Professor Seiner advises employees to consider the situation holistically.

"What is the best decision for you and your family? For most people, the 100 million Americans out there who are employment-at-will, you have no guarantees in your job regardless of what that reason is. So you really have to take a step back and say for safety reasons, I have to take a chance here and hopefully my employer will understand. Any reasonable employer in the circumstances would."
Professor Seiner makes the following suggestions to employees:

  • Consult your employment manuals or local governmental policies to see if there are additional protections on the books to allow you to leave under certain emergency circumstances.
  • For state or city employees, you may be entitled to extra protections under the Governor if she issues a state of emergency.
  • Talk to your human resources personnel about the possibility of working remotely or getting time off to protect your family in state of emergency.

Seiner said he always tells employers to look at extreme weather holistically as well.

"Do you really need this individual to come in at this time? Is there really going to be a lot of business given the weather? What type of employment
morale are you building if you send a message that even when there is extreme weather conditions, you absolutely have to come into work?  Could he or she work remotely and still be productive, yet be in a different environment that is much, much safer?"
The short legal answer, he explains, is generally- yes, an employer can fire you in South Carolina, as long as it's not for discrimination.

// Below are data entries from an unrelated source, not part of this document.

PR #839, opened 2025-03-17
feat(amazonq): handle client signalling support for q developer profiles

patrickvbeurden:
## Problem

Currently, we have functionality for fetching and returning Q developer profiles, but by default we have it disabled. Instead, iff the client signals support for Q developer profiles, we should return them in the applicable `GetConfigurationFromServer` requests (`aws.q`, `aws.q.developerProfiles`)

## Solution

At initialization, we check the `AWSInitializationOptions` in `InitializationParams` for the structure:

```
q: {
  developerProfiles: boolean;
}
```

If these params are present, and the `developerProfiles` flag is explicitly set to true, we update the corresponding flag in `ServerConfigProvider`, which then in turn enables fetching and returning the Q developer profiles.

Testing: added unit tests that verify the flag-checking mechanism, as well as the initialize handler correctly setting the `qDeveloperProfilesEnabled` flag. Also tested E2E flow with bundled vs client by signalling `developerProfiles: true`
## License

### DIFF
--- a/server/aws-lsp-codewhisperer/src/language-server/configuration/qConfigurationServer.ts
+++ b/server/aws-lsp-codewhisperer/src/language-server/configuration/qConfigurationServer.ts
@@ -1,5 +1,4 @@
 import {
-    AWSInitializationOptions,
     CancellationToken,
     CredentialsProvider,
     GetConfigurationFromServerParams,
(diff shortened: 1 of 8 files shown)


server/aws-lsp-codewhisperer/src/language-server/configuration/qConfigurationServer.ts
```diff
@@ -183,3 +195,21 @@ export class ServerConfigurationProvider {
         return new ResponseError(LSPErrorCodes.RequestFailed, message)
     }
 }
+
+const AWSQCapabilitiesKey = 'q'
+const developerProfilesEnabledKey = 'developerProfiles'
+
+export function signalsAWSQDeveloperProfilesEnabled(initializationOptions: AWSInitializationOptions): boolean {
```
viktorsaws, line 202: I think we could move this function to separate helper, as it will be useful in another places.

viktorsaws (approved):

viktorsaws (approved):

PR #1013, opened 2025-04-20
feat(amazonq): add pair programming toggle

jpinkney-aws:
## Problem
Missing pair programming toggle

## Solution
Add pair programming toggle on the bottom left of chat

Depends on https://github.com/aws/language-server-runtimes/pull/449

Screenshot 2025-04-19 at 8 30 04 PM

## License


kmile (approved):

Hweinstock (approved):
Did we confirm the heuristic used by the backend for checking if pair programming is on? I remember @kmile was able to trick it depending on which tools were included, which seems like a very fragile check.

kmile:
The pair programming mode actually only (mostly?) influences which tools we run. The model doesn't know or care if the toggle is on or off, we don't send it to the backend.

PR #1015, opened 2025-04-20
fix(amazonq): fix context transparency doesn't show for file & file c…

zixlin7:
…lick

## Problem
- fileClick pass in absolute path and handle prompt file outside of workspace
- fix an issue when no file open the context transparency list in chat response doesn't show because the workspace is not in triggerContext, we should utilize the workspaceUtil to get the current workspace
- fix typing for context command

## License

### DIFF
--- a/server/aws-lsp-codewhisperer/src/language-server/agenticChat/agenticChatController.ts
+++ b/server/aws-lsp-codewhisperer/src/language-server/agenticChat/agenticChatController.ts
@@ -3,6 +3,7 @@
  * Will be deleted or merged.
  */
 
+import * as path from 'path'
 import {
     ChatTriggerType,
     GenerateAssistantResponseCommandInput,
@@ -82,9 +83,10 @@ import {
     TriggerContext,
 } from './context/agenticChatTriggerContext'
 import { AdditionalContextProvider } from './context/addtionalContextProvider'
-import { getNewPromptFilePath } from './context/contextUtils'
+import { getNewPromptFilePath, getUserPromptsDirectory, promptFileExtension } from './context/contextUtils'
 import { ContextCommandsProvider } from './context/contextCommandsProvider'
 import { LocalProjectContextController } from '../../shared/localProjectContextController'
+import { workspaceUtils } from '@aws/lsp-core'
 
 type ChatHandlers = Omit<
     LspHandlers<Chat>,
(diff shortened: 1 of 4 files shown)


jpinkney-aws (commented):
I see a lot of these are just using the first workspace folder, are there any negative implications with that?

zixlin7:
> I see a lot of these are just using the first workspace folder, are there any negative implications with that?

This is the same implementation on VS Code side to use the first workspace, but I will followup and do some more testing see how this plays with multi-folder workspace

server/aws-lsp-codewhisperer/src/language-server/agenticChat/agenticChatController.ts
```diff
@@ -721,7 +723,16 @@ export class AgenticChatController implements ChatHandlers {
 
     async onFileClicked(params: FileClickParams) {
         // TODO: also pass in selection and handle on client side
-        await this.#features.lsp.window.showDocument({ uri: params.filePath })
+        const workspaceRoot = workspaceUtils.getWorkspaceFolderPaths(this.#features.lsp)[0]
```
kmile, line 726: There technically could be more than one workspace folder.

kmile (approved):

jpinkney-aws (approved):

server/aws-lsp-codewhisperer/src/language-server/agenticChat/agenticChatController.ts
volodkevych: +1, we pass both absolute and relative path to MynahUI when we define context commands, the fact that MynahUI exposes only relative path [here](https://github.com/aws/language-servers/blob/main/chat-client/src/client/mynahUi.ts#L196) needs to be fixed @dogusata @Jurredr

server/aws-lsp-codewhisperer/src/language-server/agenticChat/context/addtionalContextProvider.ts
```diff
@@ -135,24 +140,16 @@ export class AdditionalContextProvider {
...
-            let itemType: ContextCommandItemType | undefined
-            if (item.icon === 'file') {
-                itemType = 'file'
-            } else if (item.icon === 'folder') {
-                itemType = 'folder'
-            } else if (item.icon === 'code-block') {
-                itemType = 'code'
-            }
-            if (itemType) {
+            if (item.route && item.route.length === 2) {
```
volodkevych, line 146: Is there any reason we skip items that do not have route? What about supporting @sage and @workspace?

zixlin7: yes this is intentional, for @workspace we don't need to call the local context library to get additional prompt, we should be able to just store the relevant document when we query them and map that directly to the context list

But from a practical standpoint, the majority of employers play it on the safe side, he believes.
There are federal and state regulations that require employers to have safe working conditions.

So for example, after the storm, employers must maintain safe working conditions in terms of food preparation or providing sanitary restroom facilities.

"That workplace has to be a safe environment and one that complies with Allstate and federal regulations," added Seiner.